As an awkward, boyfriendless and bracefaced preteen, I pored over trashy fashion magazines. I lived for the day when I would walk up the outrageous hill that was my driveway from my bus stop, pull open the rusty mailbox, and reach in to find a brightly colored magazine featuring someone unfairly beautiful.
I used to spend hours combing through the pages, studying the lame articles on what was in for the summer or what new lip gloss to try out. By nightlight, I read my magazines like my very own middle school girl bible and then I hoarded them in drawers to read back through later, over and over again. I really didn’t buy any of the products in them – I was a kid with no allowance and no job, for Christ’s sake – but I watched them like works of art.
This is a pretty stark difference to who I am today, the Jenna that cancelled her Cosmo subscription, her second fashion magazine to go behind Glamour.
Back in the day, fashion magazines were the only monthly update available to the masses, especially those living in rural New Jersey (yes, it exists). Surrounded by boring Abercrombie baby tees and bell-buttoned Hollister jeans, the only way for me to even find a smidgen of creativity in my small town was to head to the newsstand.
These were the glory days of my once-beloved magazines – when they were the only experts and the only aggregation of what was going on in the cultural hubs like Milan, Paris and New York. However, with the advent of the Internet, other quirky fashion lovers and forward-thinking websites popped up all over the map and suddenly, there were quite a few competing voices against the publishing media giants.

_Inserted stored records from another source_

PR #11224, opened 2026-05-07
test(span-login): split huge file tests in smaller ones

H4ad:
## Pull Request

---

Working in progress...

---

### ✅ Change Type
_Select all that apply_

- [ ] ✨ Feature
- [ ] 🐛 Bug fix
- [ ] ♻️ Refactor
- [ ] 🛠️ Infra / Tooling
- [ ] 🧪 Test-only

---

---

- Tests added/updated:
- Manual verification:
- Edge cases covered:

---

- Blast radius:
- Potential regressions:
- Rollback plan:

---

| Field | Value |
|------|-------|

---

### 📋 Checklist
- [ ] Manually tested

---

## 👀 Notes for Reviewers

---


frontend/src/container/Login/__tests__/Login.test-utils.ts
```diff
@@ -0,0 +1,172 @@
+/**
```
therealpandey, line 1: @H4ad would you be able to migrate this to use the openapi spec? A lot of these files might vanish if the openapi generated service is integrated.

It also helps the org move faster as someone is going to integrate openapi eventually.

H4ad: Do we have a epic issue to migrate to openapi? I can create a task there and pick for myself.

This whole split of files is just an experimentation to see if runs faster on our CI but looks like not :/ This only helps to run faster locally with multiple cores.

PR #11228, opened 2026-05-08
feat: extend error fields

tushar-signoz:
## Summary
Extend `pkg/errors` with structured retry strategy and attribute metadata, and wire both into the HTTP error response. Existing constructors (`NewInvalidInputf`, `NewTimeoutf`, …) now declare appropriate retry policies automatically; `render.Error` emits a standard `Retry-After` header when the error carries an explicit delay.

### DIFF
--- a/pkg/errors/errors.go
+++ b/pkg/errors/errors.go
@@ -4,12 +4,12 @@ import (
 	"errors" //nolint:depguard
 	"fmt"
 	"log/slog"
+	"time"
 
 	"go.opentelemetry.io/otel/attribute"
 )
 
 // base is the fundamental struct that implements the error interface.
-// The order of the struct is 'TCMEUAS'.
 type base struct {
 	// t denotes the custom type of the error.
 	t typ
@@ -22,9 +22,16 @@ type base struct {
 	// u denotes the url for the documentation (if present) for the error.
 	u string
 	// a denotes any additional error messages (if present).
+	// NOTE: use attrs['suggestions'] for additional structured suggestions instead of this field.
 	a []string
 	// s contains the stacktrace captured at error creation time.
 	s fmt.Stringer
+	// r is the retry strategy for the error, if applicable.
+	r *retry
+	// suggestions is a list of user-facing suggestions related to the error, if present.
+	suggestions []string
+	// invalidReferences is a list of references that were invalid and contributed to the error, if present.
+	invalidReferences []string
 }
 
 // Stacktrace returns the stacktrace captured at error creation time, formatted as a string.
@@ -39,13 +46,16 @@ func (b *base) Stacktrace() string {
 // and returns a new base error.
 func (b *base) WithStacktrace(s string) *base {
 	return &base{
-		t: b.t,
-		c: b.c,
-		m: b.m,
-		e: b.e,
-		u: b.u,
-		a: b.a,
-		s: rawStacktrace(s),
+		t:                 b.t,
+		c:                 b.c,
+		m:                 b.m,
+		e:                 b.e,
+		u:                 b.u,
+		a:                 b.a,
+		s:                 rawStacktrace(s),
+		r:                 b.r,
+		suggestions:       b.suggestions,
+		invalidReferences: b.invalidReferences,
 	}
 }
 
@@ -113,13 +123,16 @@ func WithAdditionalf(cause error, format string, args ...any) *base {
 		s = original.s
 	}
 	b := &base{
-		t: t,
-		c: c,
-		m: m,
-		e: e,
-		u: u,
-		a: a,
-		s: s,
+		t:                 t,
+		c:                 c,
+		m:                 m,
+		e:                 e,
+		u:                 u,
+		a:                 a,
+		s:                 s,
+		r:                 retryOf(cause),
+		suggestions:       suggestionsOf(cause),
+		invalidReferences: invalidReferencesOf(cause),
 	}
 
 	return b.WithAdditional(append(a, fmt.Sprintf(format, args...))...)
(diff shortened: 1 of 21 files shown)


therealpandey:
@tushar-signoz you need to extend the extending errors pacakge with additional information.

You can't create a v2 errors altogether. Add whatever fields you need to the existing errors field and then add support for them in the frontend.

signoz-ai-assistant and zeus are using the same errors package so it can only be extended.

pkg/errors/errors.go
```diff
@@ -22,9 +23,15 @@ type base struct {
...
 	// a denotes any additional error messages (if present).
+	// NOTE: use attrs['suggestions'] for additional structured suggestions instead of this field.
 	a []string
 	// s contains the stacktrace captured at error creation time.
 	s fmt.Stringer
+	// r is the retry strategy for the error, if applicable.
+	r *retry
+	// attrs contains any additional attributes for the error, if present.
+	// attrs is declared to be map[string]any, however map[string][]string is expected to be used for values.
+	attrs map[string]any
```
therealpandey:
```suggestion
	suggestions map[string][]string
```

No need to bundle suggestions here in attrs. If there is a `WithSuggestions`, suggestions should come at the top level as `[]string`.

pkg/errors/errors.go
```diff
@@ -128,55 +139,199 @@ func WithAdditionalf(cause error, format string, args ...any) *base {
...
 
+// WithSuggestions replaces the list of suggestions on the base error.
+func (b *base) WithSuggestions(suggestions ...string) *base {
+	return b.setAttrs("suggestions", suggestions...)
+}
+
+// AddSuggestions appends to the existing list of suggestions on the base error.
+func (b *base) AddSuggestions(suggestions ...string) *base {
+	return b.addAttrs("suggestions", suggestions...)
+}
```
therealpandey:
```suggestion
func (b *base) WithSuggestions(suggestions ...string) *base {
	return b.setAttrs("suggestions", suggestions...)
}
```

Append like we do for Additional.

pkg/errors/errors.go
```diff
@@ -128,55 +139,199 @@ func WithAdditionalf(cause error, format string, args ...any) *base {
...
+
+// AddInvalidReference appends a single invalid reference to the existing list on the base error.
+func (b *base) AddInvalidReference(invalidReference string) *base {
+	return b.addAttrs("invalidReferences", invalidReference)
+}
+
+// AddInvalidReferences appends to the existing list of invalid references on the base error.
+func (b *base) AddInvalidReferences(invalidReferences ...string) *base {
+	return b.addAttrs("invalidReferences", invalidReferences...)
+}
```
therealpandey:
```suggestion
```

Can we have one example here where we would use `invalidReferences`?

pkg/errors/errors.go
```diff
@@ -128,55 +139,199 @@ func WithAdditionalf(cause error, format string, args ...any) *base {
...
+
+// WithWarnings replaces the list of warnings on the base error.
+func (b *base) WithWarnings(warnings ...string) *base {
+	return b.setAttrs("warnings", warnings...)
+}
+
+// AddWarnings appends to the existing list of warnings on the base error.
+func (b *base) AddWarnings(warnings ...string) *base {
+	return b.addAttrs("warnings", warnings...)
+}
```
therealpandey: This should ideally be a property of the success struct like it is for the querier.

"Hey, your request succeeded, but here are a list of warnings."

Otherwise, this is semantically no different from additional.

pkg/errors/errors.go
```diff
@@ -128,55 +139,199 @@ func WithAdditionalf(cause error, format string, args ...any) *base {
...
 // Otherwise, it returns TypeInternal, the original error string
-// and the error itself.
+// and the error itself. For non-base errors the retry pointer defaults to
+// &retry{policy: RetryNever} so callers always observe a "do not retry"
+// stance for arbitrary errors.
 //
-//nolint:staticcheck // ST1008: intentional return order matching struct field order (TCMEUA)
-func Unwrapb(cause error) (typ, Code, string, error, string, []string) {
+//nolint:staticcheck // ST1008: intentional return order matching struct field order (TCMEUARA)
+func Unwrapb(cause error) (typ, Code, string, error, string, []string, *retry, map[string]any) {
```
therealpandey:
```suggestion
func Unwrapb(cause error) (typ, Code, string, error, string, []string) {
```

We can hold off on making changes here as this changes a lot of places. We can do that in the PR which utilizes the new fields for the first time.

therealpandey (changes requested):

pkg/errors/retry.go
```diff
@@ -0,0 +1,31 @@
...
+type RetryPolicy string
+
+const (
+	RetryNever     RetryPolicy = "never"      // retry with the same inputs cannot succeed.
+	RetryImmediate RetryPolicy = "immediate"  // retry without waiting.
+	RetryBackoff   RetryPolicy = "backoff"    // caller picks its own backoff schedule.
+	RetryAfter     RetryPolicy = "after"      // honor Retry.After exactly (the producer knows the wait).
+	RetryAfterFix  RetryPolicy = "after_fix"  // retry pointless until the caller fixes the request.
+	RetryAfterAuth RetryPolicy = "after_auth" // retry pointless until the caller re-authenticates.
+)
```
therealpandey: Can remove this policy string for now.

pkg/errors/errors.go
```diff
@@ -128,29 +140,113 @@ func WithAdditionalf(cause error, format string, args ...any) *base {
...
+		a:                 a,
+		s:                 b.s,
+		r:                 b.r,
+		suggestions:       b.suggestions,
+		invalidReferences: b.invalidReferences,
+	}
+}
+
+// withRetry adds retry metadata to the base error and returns a new base error.
+func (b *base) withRetry(r retry) *base {
```
therealpandey, line 175:
```suggestion
func (b *base) WithRetry(r retry) *base {
```

pkg/errors/errors.go
```diff
@@ -25,6 +25,12 @@ type base struct {
 	a []string
 	// s contains the stacktrace captured at error creation time.
 	s fmt.Stringer
+	// r is the retry strategy for the error, if applicable.
+	r *retry
+	// suggestions is a list of user-facing suggestions related to the error, if present.
+	suggestions []string
+	// invalidReferences is a list of references that were invalid and contributed to the error, if present.
```
therealpandey, line 33: Can we have one example here?

therealpandey (changes requested):

pkg/errors/errors.go
tushar-signoz: There is exported `WithRetryAfter` method, this was meant to be internal

tushar-signoz: If need be, can be modified

therealpandey (approved):

AshwinBhatkal (approved):

PR #11229, opened 2026-05-08
fix(signup): add frontend password validation matching backend rules

### LINKED ISSUE #11111: [Bug]: Inconsistent and Restrictive Password Validation Logic (Backend & Frontend)
## Bug description

The password validation logic in SigNoz contains several technical flaws and UI inconsistencies that impact the onboarding experience:

1.  **Incorrect Length Calculation (Backend):** Uses `len(password)` instead of rune count. This allows multi-byte characters (emojis/non-Latin scripts) to satisfy the 12-character requirement with as few as 3-4 actual characters.
2.  **Over-restrictive Whitelist (Backend):** Rejects valid symbols like `;`, `'`, and ` ` (space) because they aren't in a hardcoded list.
3.  **Internal Generator Conflict (Backend):** The random generator can produce semicolons, which the validator then rejects, potentially causing **panics** in `MustGenerateFactorPassword`.
4.  **Stale Error Messages (Frontend):** Backend validation errors (e.g., "invalid password") are not cleared when the user modifies the password field. 

Image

Blogger on GalMeetsGlam.com
Against only last year, Teen Vogue, People Style Watch and Vogue newsstand sales all plummeted by 20 percent. Hope obviously isn’t lost – as with all print publications, the focus is now on digital subscribers, and although there is clearly a learning curve in the publishing world, there is possibly growth ahead. The magazine giant Cosmopolitan boasted a 33 percent increase in digital subscribers going into 2013.
Even though I like my news online, I’ve always preferred my books and my magazines in their classic print forms, a hands-on way for me to peruse them over and over again wherever I happen to be. I’m not sure if I changed, my magazines changed, or the industry changed, but I don’t think that these magazines can claim to be the best and biggest resource any longer.
I often find that it’s these little bloggers that are taking over on Pinterest, Instagram, Twitter and Facebook with their interesting outfit ideas, wise words, and even advertising deals with retail stores. Bloggers are heading to Fashion Week, huge opening events, and other cool stuff that the average person with a laptop wouldn’t have been able to do ten years ago. Today, bloggers and independent websites are taking over the web and making their mark on fashion without hundreds of pages of ads to back them up.